### The records
PR #204, opened 2023-05-24
bug_fix: adding model.eval() and model.train() in example notebooks

mbagagli:
In the [`03a_training_phasenet.ipynb`](https://github.com/seisbench/seisbench/blob/main/examples/03a_training_phasenet.ipynb) notebook the `model.eval()` call was missing (code-block 11). This call is needed to close the re-trained model, and is done automatically by the `annotate` method. In the notebook, though, must be specified. I've added such a switch in the `test_loop` function as well.


yetinam:
Thanks for spotting and fixing the error!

### Work instructions
Would you please write the entries out again in full, exactly as given?

### Answer space
PR #204, opened 2023-05-24
bug_fix: adding model.eval() and model.train() in example notebooks

mbagagli:
In the [`03a_training_phasenet.ipynb`](https://github.com/seisbench/seisbench/blob/main/examples/03a_training_phasenet.ipynb) notebook the `model.eval()` call was missing (code-block 11). This call is needed to close the re-trained model, and is done automatically by the `annotate` method. In the notebook, though, must be specified. I've added such a switch in the `test_loop` function as well.


yetinam:
Thanks for spotting and fixing the error!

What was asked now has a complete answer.